Tantangan Pendidikan Muhammadiyah Menghadapi Perubahan Iklim

KEPEDULIAN Persyarikatan Muhammadiyah terhadap isu lingkungan hidup bukanlah hal baru dan telah diwujudkan dalam ikhtiar Konkret. Misalnya, pada 2010, Muhammadiyah secara aktif melakukan judicial review terkait dengan sumber daya alam, seperti air, dan berhasil memengaruhi kebijakan negara menjadi lebih berpihak pada rakyat.

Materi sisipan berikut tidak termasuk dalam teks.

PR #2746, opened 2024-03-27
Add multiprio example for stm32h7 inspired by stm32f4

msrd0:
Copied the stm32f4 multiprio example to stm32h7, adjusted the necessary feature flags and the delay to roughly match the 1s/2s timings. I had to switch to `time-driver-tim2` as `time-driver-any` would panic when creating the low level executor because the `allocate_alarm()` call returned `None`.

Still wondering if the `UART4` interrupt was intended to be used that way ...

### DIFF
--- a/examples/stm32h7/Cargo.toml
+++ b/examples/stm32h7/Cargo.toml
@@ -6,9 +6,9 @@ license = "MIT OR Apache-2.0"
 
 [dependencies]
 # Change stm32h743bi to your chip name, if necessary.
-embassy-stm32 = { version = "0.1.0", path = "../../embassy-stm32", features = ["defmt", "stm32h743bi", "time-driver-any", "exti", "memory-x", "unstable-pac", "chrono"] }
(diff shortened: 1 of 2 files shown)


examples/stm32h7/Cargo.toml
```diff
@@ -6,9 +6,9 @@ license = "MIT OR Apache-2.0"
 
 [dependencies]
 # Change stm32h743bi to your chip name, if necessary.
-embassy-stm32 = { version = "0.1.0", path = "../../embassy-stm32", features = ["defmt", "stm32h743bi", "time-driver-any", "exti", "memory-x", "unstable-pac", "chrono"] }
+embassy-stm32 = { version = "0.1.0", path = "../../embassy-stm32", features = ["defmt", "stm32h723zg", "time-driver-tim2", "exti", "memory-x", "unstable-pac", "chrono"] }
```
Dirbaio, line 9: please don't change the chip name, it makes other example no longer build

PR #3782, opened 2025-01-17
stm32/can: fix wrong negation of fdcan set_transmit_pause function parameter

Andreychik32:
I'm using dual-core STM32H747BI.

The issue is that this method simply wrongly negates its parameter. 

In RM0399, it's stated that TXP bit _enables_ pause. The function negates boolean argument, so `set_transmit_pause(false)` will inevitably enable pause.

RM0399, page 2679:
CleanShot 2025-01-17 at 6  08 10@2x


Dirbaio (approved):
thanks!

PR #3785, opened 2025-01-20
Fix issue with enabled split-pxy feature

mahu-wm:
With feature embassy-stm32/split-pa0, I got the error ``error[E0425]: cannot find value `pin_name` in this scope``.


Dirbaio:
thanks!

opened #3791 since I wanted to add it to `ci.sh` and you didn't check the "allowed maintainers to push" checkbox when creating the PR.

PR #3792, opened 2025-01-22
stm32: Change unreachable panic to explicit error message when access…

### LINKED ISSUE #2978: SealedRccPeripheral::frequency panic messages could be more helpful
A static message like "clock not enabled for peripheral USB_OTG_HS" is much more helpful than "entered unreachable code".

Since this code is generated, perhaps it wouldn't be too difficult to have an even more helpful panic message like "clock not enabled for peripheral USB_OTG_HS, set `embassy_stm32::Config.rcc.mux.usbsel`".

cc #2973

adamgreig:
…ing clock-muxed peripherals set to invalid clocks

fixes #2978


Dirbaio (approved):
thank you!

PR #3795, opened 2025-01-22
STM32: Option to detect Ethernet PHY address automatically

nikvoid:
Currently `GenericSMI` can't detect ethernet PHY address and will stuck in eternal loop if address is incorrect. This PR adds automatic detection by probing all addresses from 0 to 31 with fixed attempt count and delay. Automatic detection enabled if `GenericSMI` was created with address `0xFF`

### DIFF
--- a/embassy-stm32/src/eth/generic_smi.rs
+++ b/embassy-stm32/src/eth/generic_smi.rs
@@ -3,7 +3,7 @@
 use core::task::Context;
 
 #[cfg(feature = "time")]
-use embassy_time::{Delay, Duration, Timer};
+use embassy_time::{Duration, Timer};
 #[cfg(feature = "time")]
 use futures_util::FutureExt;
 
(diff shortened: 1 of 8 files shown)


embassy-stm32/src/eth/generic_smi.rs
```diff
@@ -62,6 +64,24 @@ impl GenericSMI {
...
+            for addr in 0..32 {
+                sm.smi_write(addr, PHY_REG_BCR, PHY_REG_BCR_RESET);
+                for _ in 0..10 {
+                    if sm.smi_read(addr, PHY_REG_BCR) & PHY_REG_BCR_RESET != PHY_REG_BCR_RESET {
+                        trace!("Found ETH PHY on address {}", addr);
+                        self.phy_addr = addr;
+                        return;
+                    }
+                    embedded_hal_1::delay::DelayNs::delay_us(&mut Delay, 1000);
+                    cortex_m::asm::delay(1000000);
```
8cichy8, line 79: Probably unintended double delay?

nikvoid: Yep

embassy-stm32/src/eth/generic_smi.rs
```diff
@@ -62,6 +64,23 @@ impl GenericSMI {
 
 unsafe impl PHY for GenericSMI {
     fn phy_reset<S: StationManagement>(&mut self, sm: &mut S) {
+        // Detect SMI address
+        #[cfg(feature = "time")]
```
Dirbaio, line 68: it's surprising for the user that this is only available with `time`. Other drivers that need delays fall back to `cortex_m::asm::delay`. For example:

https://github.com/embassy-rs/embassy/blob/9a159a8db0638ea2971eed130a2ae34743da640a/embassy-stm32/src/adc/mod.rs#L83-L93

Maybe we should move that function somewhere shared, there's already a few copypastes of it around...

embassy-stm32/src/eth/generic_smi.rs
```diff
@@ -51,6 +51,8 @@ pub struct GenericSMI {
 
 impl GenericSMI {
     /// Construct the PHY. It assumes the address `phy_addr` in the SMI communication
+    ///
+    /// Set `phy_addr` to `0xFF` for automatic detection (only with `time` feature enabled)
```
Dirbaio, line 55: it's not very "rusty" that there's a special value that has different behavior. I'd suggest either an enum `enum PhyAddr{ Auto, Manual(u8) }` or two different constructors `new` and `new_auto`

nikvoid: I would keep this as special value in internal code, add address bound assert `(addr < 32)` in `new` method and add `new_auto`. This value must be replaced to actual addr. in `phy_reset`, or code will panic.

embassy-stm32/src/eth/generic_smi.rs
nikvoid: This would be better for blocking code instead of dep. on `time`. For now I'll copypaste it, too)

Dirbaio (approved):
thank you!

PR #3797, opened 2025-01-22
Add stream impl for embassy-sync Channels

stargazing-dino:
I recently had a thought to gather all of my channels and do some funky Stream manipulations on them (debouncing mainly).

Would this be a useful addition?


lulf (approved):
LGTM!

PR #3804, opened 2025-01-25
Return Truncate error instead of looping forever on udp send.

Easyoakland:
# Issue
If the udpsocket send methods are given a buffer larger than the udp payload buffer the methods loop await forever trying to send and getting `BufferFull`.

# Fix
Check and early-return if udp::send methods receive a buffer too large to ever be sent.

# Details
smoltcp used to distinguish these but stopped [here](https://github.com/smoltcp-rs/smoltcp/commit/b7871e4e5704963e84b0a5eea04c4601162b4703#diff-528cd95c12007e0dd82ca1181897ed74a8e2dedfd8ca2d151d4f133f785023b2L82). I'm not sure why. You can still the the remnant in the now invalid comment for `smoltcp::socket::udp::Socket::send` mentioning `Truncate`. I don't know if it would be preferred to update smoltcp or leave the fix here in `embassy-net`.

### DIFF
--- a/embassy-net/src/udp.rs
+++ b/embassy-net/src/udp.rs
@@ -21,7 +21,7 @@ pub enum BindError {
     NoRoute,
 }
 
-/// Error returned by [`UdpSocket::recv_from`] and [`UdpSocket::send_to`].
+/// Error returned by [`UdpSocket::send_to`].
 #[derive(PartialEq, Eq, Clone, Copy, Debug)]
 #[cfg_attr(feature = "defmt", derive(defmt::Format))]
 pub enum SendError {
@@ -29,9 +29,11 @@ pub enum SendError {
     NoRoute,
     /// Socket not bound to an outgoing port.
     SocketNotBound,
+    /// There is not enough transmit buffer capacity to ever send this packet.
+    Truncated,
 }
 
-/// Error returned by [`UdpSocket::recv_from`] and [`UdpSocket::send_to`].
+/// Error returned by [`UdpSocket::recv_from`].
 #[derive(PartialEq, Eq, Clone, Copy, Debug)]
 #[cfg_attr(feature = "defmt", derive(defmt::Format))]
 pub enum RecvError {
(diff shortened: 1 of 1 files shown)


embassy-net/src/udp.rs
```diff
@@ -240,11 +244,21 @@ impl<'a> UdpSocket<'a> {
...
+    ///
     /// When the remote endpoint is not reachable, this method will return `Poll::Ready(Err(Error::NoRoute))`.
     pub fn poll_send_to<T>(&self, buf: &[u8], remote_endpoint: T, cx: &mut Context<'_>) -> Poll<Result<(), SendError>>
     where
         T: Into<UdpMetadata>,
     {
+        // Don't need to wake waker in `with_mut` if the buffer will never fit the udp tx_buffer.
+        let send_capacity_too_small = self
+            .stack
+            .with(|i| i.sockets.get::<udp::Socket>(self.handle).payload_send_capacity() < buf.len());
```
Dirbaio, line 257: could you use `self.with()` instead of `self.stack_with()`?

embassy-net/src/udp.rs
```diff
@@ -21,17 +21,19 @@ pub enum BindError {
...
+/// Error returned by [`UdpSocket::send_to`].
 #[derive(PartialEq, Eq, Clone, Copy, Debug)]
 #[cfg_attr(feature = "defmt", derive(defmt::Format))]
 pub enum SendError {
     /// No route to host.
     NoRoute,
     /// Socket not bound to an outgoing port.
     SocketNotBound,
+    /// There is not enough transmit buffer capacity to ever send this packet.
+    Truncated,
```
Dirbaio, line 33: The error name is a bit misleading, it implies the packet was sent anyway but truncated. Could you name it `PacketTooLarge`?

Easyoakland: Fixed: [c0d14a1](https://github.com/embassy-rs/embassy/pull/3804/commits/c0d14a145c901126a548a77026ef2ef0d6e79738)

embassy-net/src/udp.rs
Easyoakland: Fixed: [c0d14a1](https://github.com/embassy-rs/embassy/pull/3804/commits/c0d14a145c901126a548a77026ef2ef0d6e79738)

Easyoakland:
Oh, I forgot to [update](https://github.com/embassy-rs/embassy/compare/main...Easyoakland:embassy:fix-udp-send) the comments to match the name change. Should I make a new Pr for that?

Dirbaio:
oh, yes please! btw could you also remove the `Poll::Ready` mention? it's already implied that when an async function returns it has returned `Poll::Ready`.

PR #3806, opened 2025-01-25
Fix #3805

### LINKED ISSUE #3805: ADC interrupt for STM32F103 doesn't work property
Current ADC implement only works on the example. Adding totally unrelated parts to the program breaks the ADC function.

- The default sample time `SampleTime::CYCLES1_5` works. Set to other cause `Adc::read().await` hang-up forever.
- Then add line `defmt::info!("convert started");` to `embassy-stm32/src/adc/f1.rs` file `convert()` function above line `T::state().waker.register(....` makes it work...
- My project uses USB CDC. When start the USB task, ADC doesn't work, when remove USB stuffs the ADC works again.

, which is quite confusing. And it takes my hours to debug.

It turns out that the ADC End of Convert interrupt doesn't triggered at all. So the `poll_fn` wouldn't wake up once it go pending. It only works if the convert was completed before first time the `poll_fn` is polled.

https://github.com/embassy-rs/embassy/blob/51d87c6603631fda6fb59ca1a65a99c08138b081/embassy-stm32/src/adc/f1.rs#L124-L132

Tnze:
We must register the waker before enabling the EOC interrupt and starting convert

### DIFF
--- a/embassy-stm32/src/adc/f1.rs
+++ b/embassy-stm32/src/adc/f1.rs
@@ -118,11 +118,11 @@ impl<'d, T: Instance> Adc<'d, T> {
     async fn convert(&mut self) -> u16 {
         let mut started = false;
         poll_fn(|cx| {
+            T::state().waker.register(cx.waker());
             if !T::regs().cr2().read().swstart() && T::regs().sr().read().eoc() {
                 Poll::Ready(T::regs().dr().read().0 as u16)
             } else {
                 if !started {
-                    T::state().waker.register(cx.waker());
                     T::regs().cr1().modify(|w| w.set_eocie(true)); // End of Convert interrupt enable
                     T::regs().cr2().modify(|reg| reg.set_swstart(true));
                     started = false;
--- a/embassy-stm32/src/adc/f1.rs
+++ b/embassy-stm32/src/adc/f1.rs
@@ -125,7 +125,7 @@ impl<'d, T: Instance> Adc<'d, T> {
                 if !started {
                     T::regs().cr1().modify(|w| w.set_eocie(true)); // End of Convert interrupt enable
                     T::regs().cr2().modify(|reg| reg.set_swstart(true));
-                    started = false;
+                    started = true;
                 }
                 Poll::Pending
             }
--- a/embassy-stm32/src/adc/f1.rs
+++ b/embassy-stm32/src/adc/f1.rs
@@ -23,7 +23,7 @@ pub struct InterruptHandler<T: Instance> {
 impl<T: Instance> Handler<T::Interrupt> for InterruptHandler<T> {
     unsafe fn on_interrupt() {
         if T::regs().sr().read().eoc() {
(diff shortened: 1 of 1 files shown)


Tnze:
TODO:
- Apply this to other chips
- Call `unsafe { NVIC::unmask(pac::interrupt::ADC1_2) };` somehow. I don't know

embassy-stm32/src/adc/f1.rs
```diff
@@ -115,24 +116,21 @@ impl<'d, T: Instance> Adc<'d, T> {
 
     /// Perform a single conversion.
     async fn convert(&mut self) -> u16 {
-        T::regs().cr2().modify(|reg| {
-            reg.set_adon(true);
-            reg.set_swstart(true);
-        });
-        T::regs().cr1().modify(|w| w.set_eocie(true));
-
+        let mut started = false;
```
Dirbaio, line 119: I think this shouldn't be needed, it should be OK to start the conversion before registering the waker. Even if the conversion finishes "too soon" the task will see EOC is set and return Ready.

Are you sure these changes are needed to make it work? The "enable interrupt" you added in `new` is not enough?

Tnze: The calling convention for poll should be to apply the operation when the first poll.

Tnze: According to <https://doc.rust-lang.org/std/future/trait.Future.html#tymethod.poll>

> Futures alone are inert; they must be actively polled to make progress, meaning that each time the current task is woken up, it should actively re-poll pending futures that it still has an interest in.

We should do nothing before the Future is `polled`. (even though the outer asynchronous function will generate such Future, let the internal `poll_fn` follow this is definitely better)

Tnze: Also noticed that
> Note that on multiple calls to poll, only the Waker from the Context passed to the most recent call should be scheduled to receive a wakeup.

I will fix it.

Dirbaio: > The calling convention is that the operation should be apply when the first time poll is called.

`convert` is *already* an `async fn`. All the code in an `async fn` is already executed only after polling the future for the first time (the future autogenerated by the compiler for `async fn convert()`) The `poll_fn` future is just an "inner" future that the user never sees.

Tnze: You are right. But it's nice to make internal Future follow the convention. And I can't see disadvantage there.

Tnze: And I think the change also prevents duplicated trigger the conversion.

Dirbaio: > You are right. But it's nice to make internal Future follow the convention. And I can't see disadvantage there.

It makes the codeuse a bit more flash, it makes it slightly slower, and it is inconsistent with the rest of embassy-stm32.

> And I think the change also prevents duplicated trigger the conversion.

it doesn't. code inside an `async fn` runs only once, the compiler tracks the state of it.

Dirbaio:
#4056

PR #3807, opened 2025-01-26
embassy-sync: fix clear() to wake senders

ibuki2003:
Calling clear() on `Channel`, `PriorityChannel`, `PubSub`, `zerocopy_channel::Channel` should wake the wakers of senders, as receive() do.


Dirbaio (approved):
ooh, nice find! thanks :)

PR #3808, opened 2025-01-26
Set embassy-rp target in docs-rs metadata

jamesmunns:
Avoid docs.rs build failures like https://docs.rs/crate/embassy-rp/0.3.0/builds/1609962


jamesmunns:
(not self-merging because I'm not sure if it's a desirable idea to make this Just Work, and whether we should add a notice for the docs-rs version of the docs that they are only getting rp2040 docs, not rp2350 docs)

Dirbaio (approved):

PR #3810, opened 2025-01-26
remove checks for reserved I2c addresses

### LINKED ISSUE #3809: can't access non-compliant I2c device
Seeed sells water level sensors that expose their readings over I2c. The lower half of the sensor can be read out over address 0x77 and the upper half can be read out over address 0x78. The problem with this is that address 0x78 is not a valid I2c address, it's one of the reserved addresses meant to be used with 10-bit addressing. Nonetheless, the sensors only respond to 7-bit accesses made to 0x78 and don't respond properly to 10-bit accesses. AFAICT this is not spec-compliant behavior.

Currently, the embassy-rp crate checks that the user doesn't use any of the reserved addresses:
https://github.com/embassy-rs/embassy/blob/ef78441ec1721183ed30f9f21e6bd059f582bd2b/embassy-rp/src/i2c.rs#L473-L475
https://github.com/embassy-rs/embassy/blob/ef78441ec1721183ed30f9f21e6bd059f582bd2b/embassy-rp/src/i2c.rs#L778-L781

I'd like to be able to use my sensors with this crate. I already did some testing and it turns out that the rp2040 will behave just fine when the target address is 0x78 and doesn't prevent reserved addresses from being used. One way to solve this would be to just remove the check. Another way would be to add a config option to allow non-compliant addresses. My question to the maintainers is whether this is something that you want to support and if so what solution you'd prefer.

I'd be willing to contribute a PR to fix this.

Freax13:
There are some non-compliant devices that respond to reserved I2c addresses. rp2040 behaves sanely for these addresses, so let's just allow using them.

Closes #3809

### DIFF
--- a/embassy-rp/src/i2c.rs
+++ b/embassy-rp/src/i2c.rs
@@ -1,3 +1,5 @@
+#![cfg_attr(feature = "defmt", allow(deprecated))] // Suppress warnings for defmt::Format using Error::AddressReserved
+
 //! I2C driver.
 use core::future;
 use core::marker::PhantomData;
@@ -40,6 +42,7 @@ pub enum Error {
     /// Target i2c address is out of range
     AddressOutOfRange(u16),
     /// Target i2c address is reserved
+    #[deprecated = "embassy_rp no longer prevents accesses to reserved addresses."]
     AddressReserved(u16),
 }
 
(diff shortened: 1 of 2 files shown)


Freax13:
I marked `Error::AddressReserved` as deprecated. It should be removed in the next breaking release.

Dirbaio (approved):
thanks!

Kemudian pada Muktamar Ke-47 pada 2015, Muhammadiyah memberikan pernyataan yang lugas bahwa pemanasan Mendunia merupakan permasalahan kemanusiaan universal yang patut mendapat perhatian Demi dihadapi Berbarengan.

Berikutnya, sebagai respons terhadap krisis air Mendunia dengan hanya 2,5% air Kudus yang tersedia, organisasi itu menghasilkan fiqih air dan fiqih bencana pada 2016. Majelis dan lembaga yang berada di Dasar Persyarikatan juga aktif bersinergi dalam program dan kegiatan yang membawa kemaslahatan bagi alam dan Mahluk. Di antaranya, Majelis Lingkungan Hidup, Majelis Pendidikan Dasar, Menengah, dan Nonformal, Lembaga Penanggulangan Bencana, dan Lembaga Interaksi dan Kerja Sama International PP Muhammadiyah.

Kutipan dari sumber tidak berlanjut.